On Friday, NBC’s Today show echoed the infamous words of former President Jimmy Carter as it told Americans to “turn down the thermostat” in order to deal with wildly inflated fuel costs this winter. While the report mentioned pressure on current Carter-esque President Joe Biden to find a way to lower oil and gas prices, the network completely ignored the administration’s radical push to destroy the fossil fuel industry.

“Now let’s move to the record inflation causing Americans to pay more for just about everything,” co-host Hoda Kotb declared at the top of the segment. She specifically warned: “And with the cold weather arriving, fuel costs are spiking nationwide. That means more pain at the pump and for heating your home too.”

Correspondent Tom Costello announced: “From the northeast to the midwest, meteorologists predict a cold winter, which could make it expensive one too.” He highlighted the eye-popping inflation numbers:

Prices have already jumped dramatically. Natural gas up 130% from a year ago. Heating oil up 59%. And prices could move even higher as the months get colder. From Americans warming their homes to filling their tanks.

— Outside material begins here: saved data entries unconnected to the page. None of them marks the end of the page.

Issue #3161, opened 2016-04-19
Can't see white icon in tray (add contrasting (black?) line around white icon)


meamuri:
##### Brief Description

OS: Windows 
qTox version: v1.3.0.
Commit hash: b69042ec407c30b27ce3e56bb6daf14300facc8e  
toxcore:  0.0.0.
Qt: 5.5.1. 

Reproducible: Always 
##### Steps to reproduce
1. Open settings
2. Set light icon
3. Open "show hide icons" in tray. 
##### Observed Behavior

Can't see white icon on default white background color
##### Expected Behavior

Make black border
##### Additional Info

![tox](https://cloud.githubusercontent.com/assets/15677472/14636524/a7bed45c-0634-11e6-8f32-0b95eabb4575.jpg)

sudden6:
Isn't that exactly why we have a dark icon?

zetok:
> Isn't that exactly why we have a dark icon?

Kinda. On the other hand, the reasoning here is that someone wants to have _white_ icon, but still wants it to be visible on white background.
Same (in reverse) could be applied to dark icon.

ProMcTagonist:
The cloud and flag icons are white but can still be seen. I don't think it's unreasonable to expect the same of the white tox icon.

agilob:
![screenshot_20160426_213418](https://cloud.githubusercontent.com/assets/2544251/14833334/a6a9c65e-0bf6-11e6-8a3b-2a22f5558d5f.png)

Change it in settings to dark icon?

Diadlo:
@agilob I think both icons (light and dark) should be possible to showing on any background

sudden6:
It seems this is not possible to do without making the icon look bad, see: https://github.com/qTox/qTox/pull/3336

Issue #2671, opened 2015-12-13
Windows: Icons in file properties displayed incorrectly and too less sizes


rugk:
Just right-click on `qtox.exe` or `qtox-updater.exe` and choose `Properties`:
![propertiesicons](https://cloud.githubusercontent.com/assets/11966684/11767100/7ad32cbe-a1a2-11e5-8d53-1c2cbcbbceef.PNG)

This grey part does not look nice. :smile: 

v1.2.1

rugk:
I also see what causes this issue: You only include the 64x64 px icon.
![qtox icon](https://cloud.githubusercontent.com/assets/11966684/11767107/b2a85808-a1a2-11e5-9dc2-f42578efe756.PNG)

This is not good and I'd recommend you to include all usual icons sizes\* from 16x16px to 256x256px.

If you want you could also add icons for different colour depths (8bit color and so on). As the tox icon does not have so many colours there should be no problem. :wink: 

*which means: 16x16, 24x24, 32x32, 48x48, 128x128 and 256x256

NoxNoctium:
so yeah uh, it's a try.
![pic](https://i.imgur.com/1grAng3.png)
combined it with the ideas from https://github.com/tux3/qTox/issues/2246 and added a seperate updater icon.
the outline doesn't scale too 'pretty' though, opinions?

ico files here: https://docs.google.com/uc?id=0B4hJgknPmitzdDBPLVV1cUZQZHM

rugk:
Okay, the downloader icon looks nice. :smiley:

rugk:
@tux3 BTW: Is this really only Windows? I mean I only tested it on Windows, but how are the icons for other OSes added?

NoxNoctium:
OSX uses it's own proprietary format, linux usually supports svg, so yeah.
Usually the icon is replaced by one with a status indicator, that behavior is currently broken in windows.
Included icon sizes and color depths are the same as in the Windows 10 explorer.exe, would also need feedback there.

agilob:
> OSX uses it's own proprietary format, linux usually supports svg, so yeah.

I love that "usually" :D I spent 5 hours experimenting with SVGs as tray icon :D

PR #3336, opened 2016-05-26
feat(icons): Icons was updated

Diadlo:
Icon border was added


zetok:
#3161

Diadlo:
Fix #3161.

Diadlo:
Screenshots. Left is new, right -- old

spectacle bz6510
spectacle mn6723
spectacle dt6723
spectacle lh6723

ProMcTagonist:
@Diadlo The loop of the lock looks very skinny now, and the point of the speech bubble is distorted as well. Could the outline be thinner or further away?

Diadlo:
@ProMcTagonist It is the most tiny outline, which seems normal. I think, that point of the speech bubble is normal. But yes, loop looks skinny. May be I should make circle and body of lock smaller?

NoxNoctium:
Proposals here somewhat related: #2671

sudden6:
The outline definitely makes the icon look smaller, is there a way to put the border on the outsides of the current icon?

Diadlo:
@sudden6 I don't know way. Because size of old icon was equals to size of picture. I must make icon smaller to add border

sudden6:
ok, makes sense, I'm unsure if that's what everybody wants.
@zetok @tux3 opinions?

zetok:
new icon looks kinda weird: weird look
and the white one looks outright broken white broken

PR #5009, opened 2018-03-16
docs(maint): Change patch release commit strategy to reduce duplication

anthonybilinski:
Prefer committing patch commits on previous patch and merging up to master head, instead of previously committing on master and cherry picking required changes back to patch head, duplicating each commit in history.

before, with commits duplicated and cherry picked back from master to make a patch release:
before
after this change, with commits made on patch and merged up to master:
after

I'm not very proficient with git, so let me know if I'm using the wrong terminology, or if this is a bad idea in general.

---
This change is [Reviewable](https://reviewable.io/reviews/qtox/qtox/5009)

### DIFF
--- a/MAINTAINING.md
+++ b/MAINTAINING.md
@@ -199,10 +199,11 @@ Follow steps for adding translations from Weblate up to step 5. Next:
 - Generate changelog with `clog`.
   - In a `MAJOR`/`MINOR` release tag should include information that changelog
     is located in the `CHANGELOG.md` file, e.g. `For details see CHANGELOG.md`
-- To release a `PATCH` version after non-fix changes have landed on `master`
-  branch, checkout latest `MAJOR`/`MINOR` version and `git cherry-pick -x`
-  commits from `master` that you want `PATCH` release to include. Once
-  cherry-picking has been done, tag HEAD of the branch.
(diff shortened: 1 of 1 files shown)


sudden6:
I prefer the current strategy, but am not strongly opposed to this change.

@Diadlo @tox-user what do you think?

tox-user:
I don't know any more. So many things about how we do releases are wrong. Will this help to reduce the amount of bugs and broken releases?

sudden6:
@tox-user this will definitely not change the amount of bugs :DD

A perfect release is very unlikely^^

Diadlo:
I'm satisfied with both stateges

sudden6:
:lgtm_strong:

---

Reviewed 1 of 1 files at r1.

---



*Comments from [Reviewable](https://reviewable.io:443/reviews/qtox/qtox/5009#-:-L7ot5tQF4WYfyM9mEzi:b-jbsf8z)*

anthonybilinski:
I like this less and less the more I think about it :P

My proposed strategy works if for each commit we know if it should be applied to the patch branch or not, which also requires knowing that we will have a patch release.

In reality, we're pushing both features and fixes to master daily, and if something serious comes up, we decide to do a patch release. I think it's easier to decide at that time what bug fixes to include in the patch release and backport them. Going to close without merging.

Issue #5013, opened 2018-03-16
Usernames are broken


tox-user:
Aliases in qTox have been broken for a long time (maybe forever). They would always be set with every name change of a friend and they were set to their new username. The result was that in addition to updating friend's name, we would also set their alias to their new name. Such behavior was impossible to notice, because of how qTox displays aliases - they replace a friend's name. There was also a second issue. When a friend changed their name, we would only see the changed name on friends list, but not in group chat.

PR https://github.com/qTox/qTox/pull/4970 was supposed to fix both of those problems and it almost did. It couldn't, because the previous broken behavior of aliases caused everyone's friends to have an alias set and the PR made aliases not reset with name change anymore. That means everyone running qTox 1.14.0 can't see name changes of their friends. They are blocked from seeing them, because of aliases that were automatically set for everyone. Most people do not realize they were using aliases without knowing. Usernames are simply broken now.

This problem is not easy to fix, but I propose we bring back the previous behavior of aliases for 1.14.1 release to make names usable for now. Only this time we should make aliases just reset on name change and not change them to a new name of a user. We should also add a new variable "wasAliasSet" to each friend, which would let us determine if an alias was automatic (set by previous broken behavior) or set by the user. In result we could reset all old, automatically set aliases in a future release with a little less damage to users.

So the plan would be to:
1. Make aliases reset (set them to an empty string) on name change in 1.14.1
2. Reset all automatic aliases in 1.15 or later and make user aliases stick forever - like they do now in 1.14

anthonybilinski:
I agree the behaviour of users not seeing name changes in v1.14.0 is broken. The complete solution would probably be to add some config file bool of "was this alias manually set by user" for new versions, if that's not set to true reset their alias and show the name, when the user sets a manual alias then set it to true and save the alias separate from the friend name.

I'm ok with "Make aliases reset (set them to an empty string) on name change in 1.14.1" since that should just be a 1-ish line change and will keep behaviour consistent with previous releases, where a friend changing their name resets your "alias". I don't want to include more than that into 1.14.1 since I want to get it out ASAP due to multiple major crash fixes after 1.14.0, so want to keep testing/complexity of change minimal.

PR #5015, opened 2018-03-17
fix(name): Clear alias on name change so that name changes are visible

anthonybilinski:
Temporary work around for #5013

---
This change is [Reviewable](https://reviewable.io/reviews/qtox/qtox/5015)

### DIFF
--- a/src/model/friend.cpp
+++ b/src/model/friend.cpp
@@ -52,6 +52,11 @@ void Friend::setName(const QString& _name)
 
     // save old displayed name to be able to compare for changes
     const auto oldDisplayed = getDisplayedName();
+    if (userName == userAlias) {
+        userAlias.clear(); // Because userAlias was set on name change before (issue #5013)
+                           // we clear alias if equal to old name so that name change is visible.
+                           // TODO: We should not modify alias on setName.
+    }
     if (userName != name) {
         userName = name;
         emit nameChanged(friendId, name);


anthonybilinski:
@tox-user does this seem like enough to work-around #5013 for the 1.14.1 release, while a more complete solution remembering if the alias was set by the user or automatically, and possibly having a way to view both the actual username and the alias together for 1.15?

@sudden6 do you think this is reasonable and doesn't hurt your recent alias + name major change?

sudden6:
I'm still not really in favor of permanently deleting the aliases, but I don't have a better solution, so I can live with that. I don't think it will conflict with my other changes.

Diadlo:
Maybe remove alias if it's equal to current username?

anthonybilinski:
I think that's a good idea, updated behaviour. Now the alias will be cleared on name change only if old name is equal to alias. This will fix all the cases of auto-set alias to name changes, so that name changes will remain visible. If a manual alias is set (as long as it never conflicts with the name), it will remain set through name change.

sudden6:
else :lgtm_strong: 

---

Reviewed 1 of 1 files at r1.

---

*[src/model/friend.cpp, line 55 at r1](https://reviewable.io:443/reviews/qtox/qtox/5015#-L7vW4bpMKeAC8RMXnsy:-L7vW4bqody0LuV_MhSW:bczityj) ([raw file](https://github.com/qtox/qtox/blob/fa71e6057302bc354ec7adead5a6b5a62e025bb4/src/model/friend.cpp#L55)):*
> ```cpp
>     // save old displayed name to be able to compare for changes
>     const auto oldDisplayed = getDisplayedName();
>     if (userName == userAlias) {
> ```

maybe add a TODO that this is a workaround

---


*Comments from [Reviewable](https://reviewable.io:443/reviews/qtox/qtox/5015#-:-L7vWAAQZgPfqvDZKdQN:ba3ovo0)*

tox-user:
@anthonybilinski
>This will fix all the cases of auto-set alias to name changes

Not for people using 1.14.0, whose friends changed their name after updating to 1.14.0. Those people will have a different alias set than their friend's name.

tox-user:
This solution is not enough. Most people don't update qTox with every release, so it will not fix the problem for many people, who stayed on 1.14.0 for some amount of time. We should try to fix the problem for everyone. The original solution was better.

With this change the alias will most likely break when:
1. A friend with no alias, with user name XYZ changes their name to XYY.
2. We notice it and set their alias (for the first time) to XYZ, which is their previous name.
3. After some time they change their name back to XYZ.
4. Their alias will reset. This is because their userName is now equal to userAlias.

anthonybilinski:
Toxed with tox-user, going to summarize our chat to explain decision to keep using the current implementation for 1.14.1:
>Not for people using 1.14.0, whose friends changed their name after updating to 1.14.0. Those people will have a different alias set than their friend's name.

Yes, true. These people will have alias set and not see name changes, like the behaviour on 1.14.0
>With this change the alias will most likely break when

Yes, true again. This solution is more of an alternative to resetting on every name change, but it still sometimes does reset when it doesn't need to, since it doesn't add any versioning to alias to know if it was set pre or post 1.14.0.

The way I view it is that here there are corner cases that break aliases for people who updated from 1.13.0 to 1.14.1 (their alias can be wiped by their friend changing name to match their alias) and there are corner cases that break names for people who updated from 1.14.0 to 1.14.1 (their alias could not match the name of their friend if their friend changed names while they were on 1.14.0, in which case their alias will not be cleared). To me, these two rare cases are less bad than the case of always resetting alias on every name change. In @tox-user's view keeping 1.13.0 behaviour of always resetting alias would be better.

In either case, both cases will fixed when we add proper persistent versioning of alias (i.e. was it set automatically or manually set) in 1.15.0, which should cover all cases better.

Issue #5020, opened 2018-03-19
HTML in sent messages gets rendered to screen when reloading previous message in chatbox


Toj:
##### Brief Description

After sending a message containing HTML code and pressing the up arrow on the keyboard (to load the previous sent message again into the chatbox), the HTML code is stripped out, but it's effects are rendered to the new message assuming the entire message isn't stripped out.

Eg, if you send someone 'TEXT' that is styled with HTML, and press the up arrow in the chatbox to try and send it again, it will show 'TEXT' styled with whatever HTML was stripped out.

# [See this video](https://i.imgur.com/DpkNQlO.mp4)

##### Versions

OS: Affects both Linux & Windows on at least the latest qTox release
qTox version: 1.13, latest

##### Reproducible: 
Always

##### Expected Behavior
For the HTML code to not be stripped out or applied to the message; for it to simply load the previous sent message into the chatbox

tox-user:
I can reproduce this on 1.14 as well.

anthonybilinski:
This was merged as ebdc675cbc2dd0054306d461c382568c6148bf60.

PR #5022, opened 2018-03-20
fix(chattextedit): ChatTextEdit bug fix for issue #5020

HoraceBianchon:
In this bugfix last message in chatbox shows correctly.
About application of HTML-tags to the message: We should not do this.

---
This change is [Reviewable](https://reviewable.io/reviews/qtox/qtox/5022)


sudden6:
What do you exactly mean by `About application of HTML-tags to the message: We should not do this.`? should we not use HTML for message styling? why? what's the alternative?

---

Review status: 0 of 1 files reviewed at latest revision, 2 unresolved discussions.

---

*[src/widget/tool/chattextedit.cpp, line 28 at r1](https://reviewable.io:443/reviews/qtox/qtox/5022#-L83chEJTCuV5HQG8uY4:-L83chEKwiEGcw_t9aQP:blonx0s) ([raw file](https://github.com/qtox/qtox/blob/ab61bb1bf776e77c28a0504012f05f12fab3279d/src/widget/tool/chattextedit.cpp#L28)):*
> ```cpp
> #include <QKeyEvent>
> #include <QMimeData>
> #include <QDebug>
> ```

This include seems unnecessary, please remove

---

*[src/widget/tool/chattextedit.cpp, line 62 at r1](https://reviewable.io:443/reviews/qtox/qtox/5022#-L83cp33SgxKkZrjUjWa:-L83cp33SgxKkZrjUjWb:b7ryyzh) ([raw file](https://github.com/qtox/qtox/blob/ab61bb1bf776e77c28a0504012f05f12fab3279d/src/widget/tool/chattextedit.cpp#L62)):*
> ```cpp
>     }
>     if (key == Qt::Key_Up && this->toPlainText().isEmpty()) {
> 	    
> ```

extra new line, please remove

---


*Comments from [Reviewable](https://reviewable.io:443/reviews/qtox/qtox/5022#-:-L83cu9XylmipR5o9IV_:bh4a5au)*

HoraceBianchon:
I'm sure You know that HTML tags family very big, and some of them are 
have special interpretation. And admitting them all will lead to many problems.
One solution is admitting only simple tags, e.g h1, h2,--, h5, span, p, u, and so on.
But what would be if user want send message with html tags, e.f he/she want send example of html code to her/his colegue, in that situation what he/she must to do. And many use cases can be if admitting some or all html tags. That  is a reason why  not to do it.
Thanks.

sudden6:
As far as I'm aware of, no HTML tags will be specially rendered in qTox, if that's the case somewhere else, it's probably a bug.

Can you also please squash your commit into one?

sudden6:
Reviewed 1 of 1 files at r2.

---



*Comments from [Reviewable](https://reviewable.io:443/reviews/qtox/qtox/5022)*

anthonybilinski:
@HoraceBianchon I think the original fix in the PR is good. You can reopen this PR and update it by force pushing new commits to your master branch on your qTox repo (including removing commits), and they'll automatically update here. In the future, it's best for you if you use a new branch for the PR so that updating your master doesn't update your PR. I encourage you to re-open this PR :)

Issue #4912, opened 2018-01-14
"Save chat log" function should save log with dates


yurivict:
Currently there are only timestamps, which is meaningless when the log covers more than one day.

sudden6:
Agreed.

isav83:
Is it issue fixed? I save chat log via "Export to file" and log saved with dates in format "[date] [time] [message]".

anthonybilinski:
Behaviour was changed in ed514d71667d87c30acd1f41213d8ec8c6041b04 to include datestamp. Thanks for pointing it out.

PR #3447, opened 2016-06-28
fix(profile): Fix for importing profile using Nautilus file manager

anoadragon453:
Importing a profile using Nautilus as the default file manager, which many users use, was causing a hang in Qt's  method. Setting Qt to use it's own file manager in this circumstance fixes the issue. Closes #3436, closes #3443.

PR #5098, opened 2018-04-23
fix: correct format log files

PKEv:
- correct format of "save chat log" #4912
 - add date like in chat
 - correct type dialog for export dialog

---
This change is [Reviewable](https://reviewable.io/reviews/qtox/qtox/5098)

### DIFF
--- a/src/widget/form/chatform.cpp
+++ b/src/widget/form/chatform.cpp
@@ -1025,8 +1025,7 @@ void ChatForm::onExportChat()
     QDateTime now = QDateTime::currentDateTime();
     QList<History::HistMessage> msgs = history->getChatHistory(pk, epochStart, now);
 
-    QString path = QFileDialog::getSaveFileName(0, tr("Save chat log"), QString{}, QString{}, 0,
-                                                QFileDialog::DontUseNativeDialog);
+    QString path = QFileDialog::getSaveFileName(0, tr("Save chat log"));
     if (path.isEmpty()) {
         return;
     }
@@ -1038,11 +1037,12 @@ void ChatForm::onExportChat()
 
     QString buffer;
     for (const auto& it : msgs) {
-        QString timestamp = it.timestamp.toString();
+        QString timestamp = it.timestamp.time().toString("hh:mm:ss");
+        QString datestamp = it.timestamp.date().toString("yyyy-MM-dd");
         ToxPk authorPk(ToxId(it.sender).getPublicKey());
         QString author = getMsgAuthorDispName(authorPk, it.dispName);
 
-        QString line = QString("%1\t%2\t%3\n").arg(timestamp, author, it.message);
+        QString line = QString("%1\t%2\t%3\t%4\n").arg(datestamp, timestamp, author, it.message);
         buffer = buffer % line;
     }
     file.write(buffer.toUtf8());
--- a/src/chatlog/chatmessage.cpp
+++ b/src/chatlog/chatmessage.cpp
@@ -124,7 +124,7 @@ ChatMessage::Ptr ChatMessage::createChatInfoMessage(const QString& rawMessage,
 
     msg->addColumn(new Image(QSize(18, 18), img),
                    ColumnFormat(NAME_COL_WIDTH, ColumnFormat::FixedSize, ColumnFormat::Right));
-    msg->addColumn(new Text("<b>" + text + "</b>", baseFont, false, ""),
+    msg->addColumn(new Text("<b>" + text + "</b>", baseFont, false, text),
                    ColumnFormat(1.0, ColumnFormat::VariableSize, ColumnFormat::Left));
     msg->addColumn(new Timestamp(date, Settings::getInstance().getTimestampFormat(), baseFont),
                    ColumnFormat(TIME_COL_WIDTH, ColumnFormat::FixedSize, ColumnFormat::Right));
--- a/src/widget/form/genericchatform.cpp
+++ b/src/widget/form/genericchatform.cpp
@@ -487,17 +487,16 @@ void GenericChatForm::onSaveLogClicked()
     for (ChatLine::Ptr l : lines) {
         Timestamp* rightCol = qobject_cast<Timestamp*>(l->getContent(2));
 
-        if (!rightCol)
-            break;
-
         ChatLineContent* middleCol = l->getContent(1);
         ChatLineContent* leftCol = l->getContent(0);
 
-        QString timestamp = rightCol->getTime().isNull() ? tr("Not sent") : rightCol->getText();
-        QString nick = leftCol->getText();
+        QString nick = leftCol->getText().isNull() ? tr("[System message]") : leftCol->getText();
+
         QString msg = middleCol->getText();
 
-        plainText += QString("[%2] %1\n%3\n\n").arg(nick, timestamp, msg);
+        QString timestamp = (rightCol == nullptr) ? tr("Not sent") : rightCol->getText();
+
+        plainText += QString("%1\t%3\t%2\n").arg(nick, timestamp, msg);
     }
 
     file.write(plainText.toUtf8());


src/widget/form/chatform.cpp
```diff
@@ -1025,8 +1025,7 @@ void ChatForm::onExportChat()
     QDateTime now = QDateTime::currentDateTime();
     QList<History::HistMessage> msgs = history->getChatHistory(pk, epochStart, now);
 
-    QString path = QFileDialog::getSaveFileName(0, tr("Save chat log"), QString{}, QString{}, 0,
-                                                QFileDialog::DontUseNativeDialog);
```
Diadlo: Why do you remove `DontUseNativeDialog`? It was added in #3447 to fix issue with some file managers

PKEv:
@Diadlo 
I removed it as this is the only place where this kind of dialog was used

sudden6:
Reviewed 2 of 3 files at r1.
Review status: 2 of 3 files reviewed at latest revision, all discussions resolved, some commit checks failed.

---

*[src/widget/form/chatform.cpp, line 1040 at r1](https://beta.reviewable.io/reviews/qtox/qtox/5098#-LAn_q0T03aj4RCgxVzr:-LAn_q0T03aj4RCgxVzs:b-dxaa1f) ([raw file](https://github.com/qtox/qtox/blob/212ef3a5674a531da27b82cbb1bb16ed77cd9778/src/widget/form/chatform.cpp#L1040)):*
> ```cpp
>     QString buffer;
>     for (const auto& it : msgs) {
>         QString timestamp = it.timestamp.time().toString("hh:mm:ss");
> ```

I think it would be easier to use `Qt::ISODate` here, as this already implements the complete formatting.

---


*Comments from [Reviewable](https://beta.reviewable.io/reviews/qtox/qtox/5098)*

PKEv:
it seems to me the display of the time zone is not necessary
```
 ISO 8601 extended specification:  yyyy-MM-ddTHH:mm:ss[Z|[+|-]HH:mm]
```

sudden6:
probably true, :lgtm_strong: 

---

Reviewed 1 of 3 files at r1.
Review status: all files reviewed at latest revision, 1 unresolved discussion, some commit checks failed.

---



*Comments from [Reviewable](https://reviewable.io/reviews/qtox/qtox/5098#-:-LAs_i774ftisag1mIxG:b63nte0)*

tox-user:
>        if (msg.isEmpty())
>        {

Move the bracket to the end of the line: ` if (msg.isEmpty()) {`

anthonybilinski:
Review status: all files reviewed at latest revision, 1 unresolved discussion, some commit checks failed.

---

*[src/chatlog/chatmessage.cpp, line 127 at r1](https://reviewable.io/reviews/qtox/qtox/5098#-LAtVfZ8Ez1qFOm9iuPd:-LAtVfZ8Ez1qFOm9iuPe:bdefoc1) ([raw file](https://github.com/qtox/qtox/blob/212ef3a5674a531da27b82cbb1bb16ed77cd9778/src/chatlog/chatmessage.cpp#L127)):*
> ```cpp
>     msg->addColumn(new Image(QSize(18, 18), img),
>                    ColumnFormat(NAME_COL_WIDTH, ColumnFormat::FixedSize, ColumnFormat::Right));
>     msg->addColumn(new Text("<b>" + text + "</b>", baseFont, false, text),
> ```

nice! copying info lines works now :D

---

*[src/widget/form/chatform.cpp, line 1042 at r1](https://reviewable.io/reviews/qtox/qtox/5098#-LAtdT0Z8fd-hWzS9ELJ:-LAtdT0Z8fd-hWzS9ELK:bzgyedx) ([raw file](https://github.com/qtox/qtox/blob/212ef3a5674a531da27b82cbb1bb16ed77cd9778/src/widget/form/chatform.cpp#L1042)):*
> ```cpp
>         QString timestamp = it.timestamp.time().toString("hh:mm:ss");
>         QString datestamp = it.timestamp.date().toString("yyyy-MM-dd");
>         ToxPk authorPk(ToxId(it.sender).getPublicKey());
> ```

should we also add dateStamp to "Save chat log" in GenericChatForm::onSaveLogClicked? if so, can we de-duplicate and share parts of these functions to have the two export methods keep the same format in the future?

---

*[src/widget/form/genericchatform.cpp, line 491 at r1](https://reviewable.io/reviews/qtox/qtox/5098#-LAtePswD9ua2CDQA0P-:-LAtePswD9ua2CDQA0P0:b-1lu0zs) ([raw file](https://github.com/qtox/qtox/blob/02d6c63acaac0ae95fa8be3a1b9301657e6a4a94/src/widget/form/genericchatform.cpp#L491)):*
> ```cpp
> 
>         if (!rightCol)
>             break;
> ```

is it safe to remove this nullptr check? what's the reason for the change?

---


*Comments from [Reviewable](https://reviewable.io/reviews/qtox/qtox/5098)*

PKEv:
> should we also add dateStamp to "Save chat log" in GenericChatForm::onSaveLogClicked? if so, can we de-duplicate and share parts of these functions to have the two export methods keep the same format in the future?

now "chatform" does not have information about the date it appears, when the chat history  loading - date written in the message field and can not be filtered while saving

>is it safe to remove this nullptr check? what's the reason for the change?

I do not see a problem
If you do not clear the check, then the date string will not be displayed since it does not have the attribute of the departure time displayed in the right column
As in other and other service messages

PKEv:
@tox-user fix

anthonybilinski:
@PKEv from testing, removing the `if (!rightCol) {` check causes a seg fault when the right column has the Spinner for offline messages that haven't yet been delivered, since Spinner inherits from ChatLineContent but can't be qobject_cast to Timestamp. I think it should be changed to still check that the cast worked (that it's non-null) before dereferencing, but not necessarily skipping the whole line, maybe instead checking if it's a Spinner, and if so adding "Not delivered" instead of a timestamp and still adding to the log?

Also from testing
>If you do not clear the check, then the date string will not be displayed since it does not have the attribute of the departure time displayed in the right column

is not true, because the Timestamp class exists, just the time is null. This check is just to check whether Timestamp exists. The check farther down: `QString timestamp = rightCol->getTime().isNull() ? tr("Not sent")` handles the case of no time stamp present from info lines giving a log like:
```
[Not sent]
2018-04-24
```

While you're at it, it would be nice to get the "[Not sent]" message to be on the same line as the chat message, like timestamps are. Currently there's a new line character added from the string literal of "Not sent", but then again inserted into the plainText formatting string.

PKEv:
@anthonybilinski  You're right, I made a change.

tox-user:
Maybe replace "Not sent" with "Pending" since those messages will be sent at some point?

Talkless:
Review status: 2 of 3 files reviewed at latest revision, 4 unresolved discussions, all commit checks successful.

---

*[src/widget/form/chatform.cpp, line 1040 at r1](https://reviewable.io/reviews/qtox/qtox/5098#-LAn_q0T03aj4RCgxVzr:-LDR58hbBSLtt965ApGb:b-k7jckb) ([raw file](https://github.com/qtox/qtox/blob/212ef3a5674a531da27b82cbb1bb16ed77cd9778/src/widget/form/chatform.cpp#L1040)):*

I think it would be easier to use `Qt::ISODate` here, as this already implements the complete formatting.
</blockquote></details>

If  Qt::ISODate will not be used, then QStringLiteral("hh....

---

*[src/widget/form/chatform.cpp, line 1045 at r2](https://reviewable.io/reviews/qtox/qtox/5098#-LDR5LgyAaAOaWjQYx54:-LDR5LgyAaAOaWjQYx55:b-vkmits) ([raw file](https://github.com/qtox/qtox/blob/0e6c665a344844589fa6274a06cf9221be7c937c/src/widget/form/chatform.cpp#L1045)):*
> ```cpp
>         QString author = getMsgAuthorDispName(authorPk, it.dispName);
> 
>         QString line = QString("%1\t%2\t%3\t%4\n").arg(datestamp, timestamp, author, it.message);
> ```

Maybe it would be worth to refactor to use QStringBuilder?
QString line{datestamp % '\t' % timestamp % '\t' % .... % '\n'};

that `line` variable could also be removed completely, concatinating directly to `buffer` ?

---

*[src/widget/form/genericchatform.cpp, line 499 at r2](https://reviewable.io/reviews/qtox/qtox/5098#-LDR63chDafXTm4tuQpm:-LDR63chDafXTm4tuQpn:b-u07u4) ([raw file](https://github.com/qtox/qtox/blob/0e6c665a344844589fa6274a06cf9221be7c937c/src/widget/form/genericchatform.cpp#L499)):*
> ```cpp
>         QString timestamp = (rightCol == nullptr) ? tr("Not sent") : rightCol->getText();
> 
>         plainText += QString("%1\t%3\t%2\n").arg(nick, timestamp, msg);
> ```

Consider using QStringBuilder too?

---


*Comments from [Reviewable](https://reviewable.io/reviews/qtox/qtox/5098)*

PKEv:
it seems to me not correct to go into the subtleties of implementing the standard library.
If there is a significant increase in performance (QStringBuilder) then it should be implemented inside QString.Format

Talkless:
> it seems to me not correct to go into the subtleties of implementing the standard library.

Sorry, do not follow that. How is using Qt library utility for concatenating strings comparable with re implementing standard library?

> If there is a significant increase in performance (QStringBuilder) then it should be implemented inside QString.Format

Perfromance is the only argument for using QStringBuilder's "magic". 

I believe there are works (or at least there where talks) about making faster alternative for `QString::arg()` i.e. parsing format string at compile time or something like that. Currently `arg()` has to process that format string every time.

At least `QString("%1\t%3\t%2\n")` could be changed into `QStringLiteral("%1...`, though of course all of these comments can be considered as out of scope for this PR.

anthonybilinski:
I've created https://github.com/qTox/qTox/pull/5267 where I rebased (keeping @PKEv's authorship), resolved minor merge conflict, and addressed the remaining review comments so we can get this change in.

Costello only briefly noted the political impact on Biden: “Now some lawmakers are calling on President Biden to tap into the nation’s Strategic Petroleum Reserve.” Though the notion that the President could do anything about the soaring fuel prices was dismissed just as quickly: “But experts say the nation is largely at the mercy of the global energy markets and the reserve is only meant for short-term emergencies.”

Amazingly, not one word was said about Biden cancelling the Keystone XL oil pipeline immediately as he took office in January or the administration looking into the possibility of shutting down an existing pipeline in Michigan.

The idea of increasing domestic oil and natural gas production wasn’t discussed at all in NBC’s coverage. Which is no surprise coming from the same network that has cheered Biden’s radical agenda to dismantle the fossil fuel industry.

Wrapping up the segment, Costello offered tips on how viewers could reduce their energy costs:

Well, I was really surprised by the amount of money you can save on your heating bill if you’d simply turn down the thermostat. By about eight hours a day or so, if you turn it down seven to ten degrees, you can save up to 10% on your heating bills. So that’s pretty significant. You can consider heavier curtains on the windows, right? You keep the heat in if you can.

He might as well have donned a sweater for how identical his words were with President Carter’s 1977 speech calling on Americans to conserve energy by lowering their thermostats in the middle of winter.

Rather than question the far-left environmental policy of the Biden administration and how that may be contributing to the massive surge in oil and gas prices, NBC is telling Americans to avoid turning up the heat as bitter cold winter temperatures arrive and buy “heavier curtains.”

These Jimmy Carter-style tips were brought to viewers by Hyundai and Walmart. You can fight back by letting these advertisers know what you think of them sponsoring such content.

Here is a full transcript of the November 12 report:

7:09 AM ET

HODA KOTB: Now let’s move to the record inflation causing Americans to pay more for just about everything. And with the cold weather arriving, fuel costs are spiking nationwide. That means more pain at the pump and for heating your home too. NBC’s Tom Costello has more on how bad it could get this winter. Hey, Tom, good morning.

TOM COSTELLO: Yeah, Hey, Hoda. You know, what happened is last year during the pandemic we had energy prices sinking rather dramatically, right, nobody was on the roads, kids were not in school. Fast forward to today and the economy is rebounding in a very strong way. The roads are full, factories are operating on all cylinders, kids back in school, so demand for fuel is really surging. The trouble is, oil companies are struggling to keep up.

Mid-November in New England, temperatures are falling and Edward Markarian is making the rounds, delivering heating oil and sticker shock to his customers.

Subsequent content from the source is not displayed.